Exercise description:
Go to the line containing "Position reconciliation failed." in the records below and print it and every following line exactly, on through the line containing "vroonhof: let's not", then stop.

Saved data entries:
******************************
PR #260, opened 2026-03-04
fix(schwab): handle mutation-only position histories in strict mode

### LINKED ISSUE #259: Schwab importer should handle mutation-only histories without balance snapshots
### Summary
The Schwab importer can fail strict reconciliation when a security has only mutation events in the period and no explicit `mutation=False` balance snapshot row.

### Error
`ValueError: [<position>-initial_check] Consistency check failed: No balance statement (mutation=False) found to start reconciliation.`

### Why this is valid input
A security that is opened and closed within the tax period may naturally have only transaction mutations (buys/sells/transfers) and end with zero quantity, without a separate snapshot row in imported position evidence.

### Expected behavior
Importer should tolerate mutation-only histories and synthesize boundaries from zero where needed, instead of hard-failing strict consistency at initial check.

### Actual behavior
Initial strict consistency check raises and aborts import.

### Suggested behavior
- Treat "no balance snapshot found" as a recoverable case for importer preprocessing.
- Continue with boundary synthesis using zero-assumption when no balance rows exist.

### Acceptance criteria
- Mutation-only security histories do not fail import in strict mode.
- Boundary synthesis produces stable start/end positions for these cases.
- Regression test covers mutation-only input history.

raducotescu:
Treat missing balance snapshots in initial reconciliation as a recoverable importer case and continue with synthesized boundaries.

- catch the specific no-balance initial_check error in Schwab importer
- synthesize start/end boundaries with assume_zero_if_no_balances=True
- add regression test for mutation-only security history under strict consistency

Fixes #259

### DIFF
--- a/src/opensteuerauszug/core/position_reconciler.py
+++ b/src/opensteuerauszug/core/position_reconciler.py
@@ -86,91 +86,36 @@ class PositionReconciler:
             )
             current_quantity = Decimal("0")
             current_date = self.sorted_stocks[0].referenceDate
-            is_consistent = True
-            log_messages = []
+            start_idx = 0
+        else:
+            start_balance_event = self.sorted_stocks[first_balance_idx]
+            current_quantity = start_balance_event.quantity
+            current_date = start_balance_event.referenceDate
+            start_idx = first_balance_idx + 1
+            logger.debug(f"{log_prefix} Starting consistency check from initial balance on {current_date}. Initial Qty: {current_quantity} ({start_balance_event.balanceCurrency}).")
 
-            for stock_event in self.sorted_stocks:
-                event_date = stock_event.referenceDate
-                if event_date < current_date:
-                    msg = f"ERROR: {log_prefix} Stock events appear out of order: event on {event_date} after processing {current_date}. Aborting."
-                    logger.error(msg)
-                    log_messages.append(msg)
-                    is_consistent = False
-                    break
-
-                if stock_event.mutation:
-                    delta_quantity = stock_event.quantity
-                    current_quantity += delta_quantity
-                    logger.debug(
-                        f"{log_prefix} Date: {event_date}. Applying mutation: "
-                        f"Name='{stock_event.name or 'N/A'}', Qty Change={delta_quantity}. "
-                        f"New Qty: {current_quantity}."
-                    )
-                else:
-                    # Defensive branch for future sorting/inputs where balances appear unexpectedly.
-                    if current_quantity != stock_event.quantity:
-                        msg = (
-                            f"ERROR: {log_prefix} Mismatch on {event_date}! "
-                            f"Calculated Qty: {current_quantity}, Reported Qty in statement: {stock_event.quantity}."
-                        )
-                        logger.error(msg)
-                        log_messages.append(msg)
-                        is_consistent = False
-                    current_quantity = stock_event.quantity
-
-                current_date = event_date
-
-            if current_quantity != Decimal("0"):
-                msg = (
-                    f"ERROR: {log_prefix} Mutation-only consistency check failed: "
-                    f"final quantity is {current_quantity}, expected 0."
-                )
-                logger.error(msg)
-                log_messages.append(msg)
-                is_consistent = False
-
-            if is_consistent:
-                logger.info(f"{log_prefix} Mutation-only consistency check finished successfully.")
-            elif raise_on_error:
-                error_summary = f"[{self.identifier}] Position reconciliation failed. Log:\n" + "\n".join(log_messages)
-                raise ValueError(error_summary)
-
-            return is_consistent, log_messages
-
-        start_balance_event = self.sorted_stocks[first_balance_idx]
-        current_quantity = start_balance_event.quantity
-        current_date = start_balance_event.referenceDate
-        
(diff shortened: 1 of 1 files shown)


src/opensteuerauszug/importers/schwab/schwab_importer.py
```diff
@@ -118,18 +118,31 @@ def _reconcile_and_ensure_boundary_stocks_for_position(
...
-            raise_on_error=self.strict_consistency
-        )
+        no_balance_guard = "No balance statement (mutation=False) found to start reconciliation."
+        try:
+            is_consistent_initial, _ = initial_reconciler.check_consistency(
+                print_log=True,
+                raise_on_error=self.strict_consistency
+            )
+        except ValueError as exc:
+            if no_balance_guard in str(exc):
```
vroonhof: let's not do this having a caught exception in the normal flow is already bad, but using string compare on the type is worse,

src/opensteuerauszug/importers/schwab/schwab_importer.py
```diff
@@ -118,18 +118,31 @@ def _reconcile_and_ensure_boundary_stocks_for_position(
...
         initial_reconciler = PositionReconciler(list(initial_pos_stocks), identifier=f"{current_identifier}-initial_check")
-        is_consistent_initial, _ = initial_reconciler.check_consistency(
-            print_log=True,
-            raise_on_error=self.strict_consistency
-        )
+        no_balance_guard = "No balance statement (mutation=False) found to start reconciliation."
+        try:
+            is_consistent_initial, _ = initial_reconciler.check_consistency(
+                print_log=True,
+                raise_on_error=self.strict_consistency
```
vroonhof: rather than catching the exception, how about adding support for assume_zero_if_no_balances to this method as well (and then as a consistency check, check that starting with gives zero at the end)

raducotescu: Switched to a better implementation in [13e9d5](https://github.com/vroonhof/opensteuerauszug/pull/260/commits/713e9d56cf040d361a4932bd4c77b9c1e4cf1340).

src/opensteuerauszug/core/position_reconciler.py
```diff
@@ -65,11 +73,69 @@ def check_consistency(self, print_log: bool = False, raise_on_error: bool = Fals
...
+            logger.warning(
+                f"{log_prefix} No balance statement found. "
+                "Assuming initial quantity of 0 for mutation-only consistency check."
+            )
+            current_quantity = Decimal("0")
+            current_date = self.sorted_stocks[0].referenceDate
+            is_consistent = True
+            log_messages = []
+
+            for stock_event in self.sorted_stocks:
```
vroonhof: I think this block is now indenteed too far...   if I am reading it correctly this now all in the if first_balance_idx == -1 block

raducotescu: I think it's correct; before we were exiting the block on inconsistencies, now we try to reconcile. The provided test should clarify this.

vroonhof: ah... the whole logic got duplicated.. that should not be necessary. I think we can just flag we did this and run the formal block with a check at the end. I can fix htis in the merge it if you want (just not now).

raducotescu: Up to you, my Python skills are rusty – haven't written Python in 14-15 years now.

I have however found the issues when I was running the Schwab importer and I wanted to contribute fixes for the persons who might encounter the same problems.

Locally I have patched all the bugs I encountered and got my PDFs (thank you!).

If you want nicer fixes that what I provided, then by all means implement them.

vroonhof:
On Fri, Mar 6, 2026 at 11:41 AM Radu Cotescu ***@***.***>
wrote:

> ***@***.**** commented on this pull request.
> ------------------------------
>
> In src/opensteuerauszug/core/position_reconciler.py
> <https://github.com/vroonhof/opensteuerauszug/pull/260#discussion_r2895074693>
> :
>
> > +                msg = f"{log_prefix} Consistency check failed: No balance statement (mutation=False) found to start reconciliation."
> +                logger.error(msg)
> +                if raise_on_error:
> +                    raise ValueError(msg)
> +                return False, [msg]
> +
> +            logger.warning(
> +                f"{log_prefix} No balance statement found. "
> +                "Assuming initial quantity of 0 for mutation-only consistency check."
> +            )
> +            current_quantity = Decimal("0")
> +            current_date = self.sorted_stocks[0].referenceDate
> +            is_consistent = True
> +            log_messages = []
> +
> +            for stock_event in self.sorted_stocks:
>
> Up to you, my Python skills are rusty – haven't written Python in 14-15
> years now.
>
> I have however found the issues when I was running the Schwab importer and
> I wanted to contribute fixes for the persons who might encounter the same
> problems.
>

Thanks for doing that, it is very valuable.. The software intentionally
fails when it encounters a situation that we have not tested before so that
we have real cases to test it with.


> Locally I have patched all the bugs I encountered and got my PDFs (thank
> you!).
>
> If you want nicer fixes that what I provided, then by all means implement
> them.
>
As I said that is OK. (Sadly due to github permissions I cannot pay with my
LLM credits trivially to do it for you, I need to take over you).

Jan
******************************
Final answer:
-                error_summary = f"[{self.identifier}] Position reconciliation failed. Log:\n" + "\n".join(log_messages)
-                raise ValueError(error_summary)
-
-            return is_consistent, log_messages
-
-        start_balance_event = self.sorted_stocks[first_balance_idx]
-        current_quantity = start_balance_event.quantity
-        current_date = start_balance_event.referenceDate
-        
(diff shortened: 1 of 1 files shown)


src/opensteuerauszug/importers/schwab/schwab_importer.py
```diff
@@ -118,18 +118,31 @@ def _reconcile_and_ensure_boundary_stocks_for_position(
...
-            raise_on_error=self.strict_consistency
-        )
+        no_balance_guard = "No balance statement (mutation=False) found to start reconciliation."
+        try:
+            is_consistent_initial, _ = initial_reconciler.check_consistency(
+                print_log=True,
+                raise_on_error=self.strict_consistency
+            )
+        except ValueError as exc:
+            if no_balance_guard in str(exc):
```
vroonhof: let's not do this having a caught exception in the normal flow is already bad, but using string compare on the type is worse,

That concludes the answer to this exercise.